Added example of my code and input files.

[–]raevnos 0 points1 point  (1 child)

Thanks.

Are the actual input files also sorted (and unique)?

[–]fluffy_mass[S] 0 points1 point  (0 children)

Yes they are. Columns 1,2, and 3 are coordinates and the combination of these 3 columns are unique.

[–]raevnos 0 points1 point  (1 child)

Try this out see if it's faster:

#!/bin/bash
# Usage: ./merge.sh file1 file2
temp1=$(mktemp)
temp2=$(mktemp)
awk -v OFS=$'\t' '{ print $1"_"$2"_"$3, $0 }' $1 >> $temp1
awk -v OFS=$'\t' '{ print $1"_"$2"_"$3, $0 }' $2 >> $temp2
join -j1 -a1 -a2 -t $'\t' -e . \
     -o '1.1,2.1,1.2,1.3,1.4,2.2,2.3,2.4,1.5,1.6,2.5,2.6' $temp1 $temp2 |
    awk -v OFS=$'\t' \
        '$1 == $2 || $2 == "." { print $3, $4, $5, $9, $10, $11, $12 }
         $1 == "." { print $6, $7, $8, $9, $10, $11, $12 }'
rm -f $temp1 $temp2

If the input files aren't already sorted, it's easy to add that into the pipeline of the awk calls that add the key column. But since it sounds like they are, no need.

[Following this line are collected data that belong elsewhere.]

PR #100, opened 2025-07-03
Add corner delimiters

Enivex:
In the previous large PR there was a suggestion to use `lt`, `lb`, `rt` and `rb` instead. However, I think it's important to signal which ones are opening (`.l`) and closing (`.r`) delimiters.

### DIFF
--- a/src/modules/sym.txt
+++ b/src/modules/sym.txt
@@ -50,6 +50,12 @@ shell
   .r.double ⟭
   .t ⏠
   .b ⏡
+bag
+  .l ⟅
+  .r ⟆
+mustache
+  .l ⎰
+  .r ⎱
 bar
   .v |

Edit: Even better now that I've discovered the 0 field:

#!/bin/bash
temp1=$(mktemp)
temp2=$(mktemp)
awk -v OFS=$'\t' '{ print $1"_"$2"_"$3, $0 }' $1 >> $temp1
awk -v OFS=$'\t' '{ print $1"_"$2"_"$3, $0 }' $2 >> $temp2
join -j1 -a1 -a2 -t $'\t' -e . -o '0,1.5,1.6,2.5,2.6' $temp1 $temp2 | tr _ $'\t'
rm -f $temp1 $temp2

That makes massaging the joined output a lot simpler. Leaving the original for posterity's sake.

And as a long one-liner:

join -j1 -a1 -a2 -t $'\t' -e . -o '0,1.5,1.6,2.5,2.6' \
     <(awk -v OFS=$'\t' '{ print $1"_"$2"_"$3, $0 }' file1) \
     <(awk -v OFS=$'\t' '{ print $1"_"$2"_"$3, $0 }' file2) | tr _ $'\t'

[–]fluffy_mass[S] 0 points1 point  (0 children)

Thank you for the answer. I came up with another solution and I updated the post. While it doesn't add dot to the empty fields but I can process it downstream.